Stored items:
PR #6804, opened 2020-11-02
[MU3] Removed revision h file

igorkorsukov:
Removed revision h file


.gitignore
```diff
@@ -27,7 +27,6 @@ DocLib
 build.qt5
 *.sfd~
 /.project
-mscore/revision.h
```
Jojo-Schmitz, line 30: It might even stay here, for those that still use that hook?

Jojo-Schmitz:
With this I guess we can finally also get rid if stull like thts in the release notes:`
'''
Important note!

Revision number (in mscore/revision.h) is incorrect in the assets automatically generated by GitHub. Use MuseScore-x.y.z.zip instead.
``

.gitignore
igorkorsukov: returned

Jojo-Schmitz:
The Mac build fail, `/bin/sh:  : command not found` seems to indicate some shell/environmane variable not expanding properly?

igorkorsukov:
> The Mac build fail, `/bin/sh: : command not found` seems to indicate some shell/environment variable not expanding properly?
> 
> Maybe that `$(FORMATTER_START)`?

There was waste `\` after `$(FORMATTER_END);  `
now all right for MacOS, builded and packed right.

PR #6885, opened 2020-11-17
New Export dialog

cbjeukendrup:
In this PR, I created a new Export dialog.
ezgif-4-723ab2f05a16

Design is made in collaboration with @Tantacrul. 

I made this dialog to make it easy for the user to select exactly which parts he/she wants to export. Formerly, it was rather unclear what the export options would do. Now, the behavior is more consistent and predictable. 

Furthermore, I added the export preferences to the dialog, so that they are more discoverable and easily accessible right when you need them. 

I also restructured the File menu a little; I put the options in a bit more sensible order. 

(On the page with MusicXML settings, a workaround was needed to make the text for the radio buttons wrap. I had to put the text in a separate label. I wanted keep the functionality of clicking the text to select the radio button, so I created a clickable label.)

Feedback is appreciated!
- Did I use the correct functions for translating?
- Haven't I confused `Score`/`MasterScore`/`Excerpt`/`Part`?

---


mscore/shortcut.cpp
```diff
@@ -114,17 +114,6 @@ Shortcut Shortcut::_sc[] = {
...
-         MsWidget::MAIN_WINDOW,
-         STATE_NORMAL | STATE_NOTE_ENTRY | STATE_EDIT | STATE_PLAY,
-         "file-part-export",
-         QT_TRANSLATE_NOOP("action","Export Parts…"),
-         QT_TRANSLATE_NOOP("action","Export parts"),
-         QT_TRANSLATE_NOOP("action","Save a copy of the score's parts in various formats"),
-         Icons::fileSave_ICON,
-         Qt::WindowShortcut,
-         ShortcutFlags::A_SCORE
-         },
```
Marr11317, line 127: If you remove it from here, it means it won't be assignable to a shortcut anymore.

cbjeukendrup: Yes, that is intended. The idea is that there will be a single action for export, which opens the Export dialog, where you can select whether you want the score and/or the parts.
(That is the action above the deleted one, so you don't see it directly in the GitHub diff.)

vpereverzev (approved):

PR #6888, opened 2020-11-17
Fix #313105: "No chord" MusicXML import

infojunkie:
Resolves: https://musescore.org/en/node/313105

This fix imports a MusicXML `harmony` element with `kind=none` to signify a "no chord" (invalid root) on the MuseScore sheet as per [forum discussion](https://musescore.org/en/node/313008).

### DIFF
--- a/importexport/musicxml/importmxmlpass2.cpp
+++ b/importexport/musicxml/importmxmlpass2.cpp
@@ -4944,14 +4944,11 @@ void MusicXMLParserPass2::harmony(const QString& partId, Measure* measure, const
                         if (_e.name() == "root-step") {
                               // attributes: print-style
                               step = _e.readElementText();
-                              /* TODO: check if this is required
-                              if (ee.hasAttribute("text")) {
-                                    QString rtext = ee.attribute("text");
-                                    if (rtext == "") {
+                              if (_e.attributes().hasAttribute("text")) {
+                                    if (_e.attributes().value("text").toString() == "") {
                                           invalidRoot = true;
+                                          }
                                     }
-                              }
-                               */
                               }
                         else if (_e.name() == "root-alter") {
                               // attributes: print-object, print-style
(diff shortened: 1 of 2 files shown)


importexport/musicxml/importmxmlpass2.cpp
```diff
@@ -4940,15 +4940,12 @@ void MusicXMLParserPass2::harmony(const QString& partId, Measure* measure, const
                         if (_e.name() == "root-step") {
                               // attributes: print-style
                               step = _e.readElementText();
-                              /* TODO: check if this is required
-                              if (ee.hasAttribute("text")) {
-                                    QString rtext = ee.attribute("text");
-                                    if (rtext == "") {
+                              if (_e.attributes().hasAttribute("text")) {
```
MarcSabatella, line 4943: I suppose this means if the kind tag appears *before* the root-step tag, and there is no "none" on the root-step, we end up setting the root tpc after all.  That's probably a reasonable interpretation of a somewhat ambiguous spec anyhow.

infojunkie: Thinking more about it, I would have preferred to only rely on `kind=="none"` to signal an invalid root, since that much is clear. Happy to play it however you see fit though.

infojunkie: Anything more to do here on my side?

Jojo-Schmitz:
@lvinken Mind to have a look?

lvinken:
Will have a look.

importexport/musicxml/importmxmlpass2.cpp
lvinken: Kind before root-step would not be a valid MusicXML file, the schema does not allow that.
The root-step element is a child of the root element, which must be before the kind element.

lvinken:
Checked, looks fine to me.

About this exercise:
Print out all of the data above word for word.

Output:
PR #6804, opened 2020-11-02
[MU3] Removed revision h file

igorkorsukov:
Removed revision h file


.gitignore
```diff
@@ -27,7 +27,6 @@ DocLib
 build.qt5
 *.sfd~
 /.project
-mscore/revision.h
```
Jojo-Schmitz, line 30: It might even stay here, for those that still use that hook?

Jojo-Schmitz:
With this I guess we can finally also get rid if stull like thts in the release notes:`
'''
Important note!

Revision number (in mscore/revision.h) is incorrect in the assets automatically generated by GitHub. Use MuseScore-x.y.z.zip instead.
``

.gitignore
igorkorsukov: returned

Jojo-Schmitz:
The Mac build fail, `/bin/sh:  : command not found` seems to indicate some shell/environmane variable not expanding properly?

igorkorsukov:
> The Mac build fail, `/bin/sh: : command not found` seems to indicate some shell/environment variable not expanding properly?
> 
> Maybe that `$(FORMATTER_START)`?

There was waste `\` after `$(FORMATTER_END);  `
now all right for MacOS, builded and packed right.

PR #6885, opened 2020-11-17
New Export dialog

cbjeukendrup:
In this PR, I created a new Export dialog.
ezgif-4-723ab2f05a16

Design is made in collaboration with @Tantacrul. 

I made this dialog to make it easy for the user to select exactly which parts he/she wants to export. Formerly, it was rather unclear what the export options would do. Now, the behavior is more consistent and predictable. 

Furthermore, I added the export preferences to the dialog, so that they are more discoverable and easily accessible right when you need them. 

I also restructured the File menu a little; I put the options in a bit more sensible order. 

(On the page with MusicXML settings, a workaround was needed to make the text for the radio buttons wrap. I had to put the text in a separate label. I wanted keep the functionality of clicking the text to select the radio button, so I created a clickable label.)

Feedback is appreciated!
- Did I use the correct functions for translating?
- Haven't I confused `Score`/`MasterScore`/`Excerpt`/`Part`?

---


mscore/shortcut.cpp
```diff
@@ -114,17 +114,6 @@ Shortcut Shortcut::_sc[] = {
...
-         MsWidget::MAIN_WINDOW,
-         STATE_NORMAL | STATE_NOTE_ENTRY | STATE_EDIT | STATE_PLAY,
-         "file-part-export",
-         QT_TRANSLATE_NOOP("action","Export Parts…"),
-         QT_TRANSLATE_NOOP("action","Export parts"),
-         QT_TRANSLATE_NOOP("action","Save a copy of the score's parts in various formats"),
-         Icons::fileSave_ICON,
-         Qt::WindowShortcut,
-         ShortcutFlags::A_SCORE
-         },
```
Marr11317, line 127: If you remove it from here, it means it won't be assignable to a shortcut anymore.

cbjeukendrup: Yes, that is intended. The idea is that there will be a single action for export, which opens the Export dialog, where you can select whether you want the score and/or the parts.
(That is the action above the deleted one, so you don't see it directly in the GitHub diff.)

vpereverzev (approved):

PR #6888, opened 2020-11-17
Fix #313105: "No chord" MusicXML import

infojunkie:
Resolves: https://musescore.org/en/node/313105

This fix imports a MusicXML `harmony` element with `kind=none` to signify a "no chord" (invalid root) on the MuseScore sheet as per [forum discussion](https://musescore.org/en/node/313008).

### DIFF
--- a/importexport/musicxml/importmxmlpass2.cpp
+++ b/importexport/musicxml/importmxmlpass2.cpp
@@ -4944,14 +4944,11 @@ void MusicXMLParserPass2::harmony(const QString& partId, Measure* measure, const
                         if (_e.name() == "root-step") {
                               // attributes: print-style
                               step = _e.readElementText();
-                              /* TODO: check if this is required
-                              if (ee.hasAttribute("text")) {
-                                    QString rtext = ee.attribute("text");
-                                    if (rtext == "") {
+                              if (_e.attributes().hasAttribute("text")) {
+                                    if (_e.attributes().value("text").toString() == "") {
                                           invalidRoot = true;
+                                          }
                                     }
-                              }
-                               */
                               }
                         else if (_e.name() == "root-alter") {
                               // attributes: print-object, print-style
(diff shortened: 1 of 2 files shown)


importexport/musicxml/importmxmlpass2.cpp
```diff
@@ -4940,15 +4940,12 @@ void MusicXMLParserPass2::harmony(const QString& partId, Measure* measure, const
                         if (_e.name() == "root-step") {
                               // attributes: print-style
                               step = _e.readElementText();
-                              /* TODO: check if this is required
-                              if (ee.hasAttribute("text")) {
-                                    QString rtext = ee.attribute("text");
-                                    if (rtext == "") {
+                              if (_e.attributes().hasAttribute("text")) {
```
MarcSabatella, line 4943: I suppose this means if the kind tag appears *before* the root-step tag, and there is no "none" on the root-step, we end up setting the root tpc after all.  That's probably a reasonable interpretation of a somewhat ambiguous spec anyhow.

infojunkie: Thinking more about it, I would have preferred to only rely on `kind=="none"` to signal an invalid root, since that much is clear. Happy to play it however you see fit though.

infojunkie: Anything more to do here on my side?

Jojo-Schmitz:
@lvinken Mind to have a look?

lvinken:
Will have a look.

importexport/musicxml/importmxmlpass2.cpp
lvinken: Kind before root-step would not be a valid MusicXML file, the schema does not allow that.
The root-step element is a child of the root element, which must be before the kind element.

lvinken:
Checked, looks fine to me.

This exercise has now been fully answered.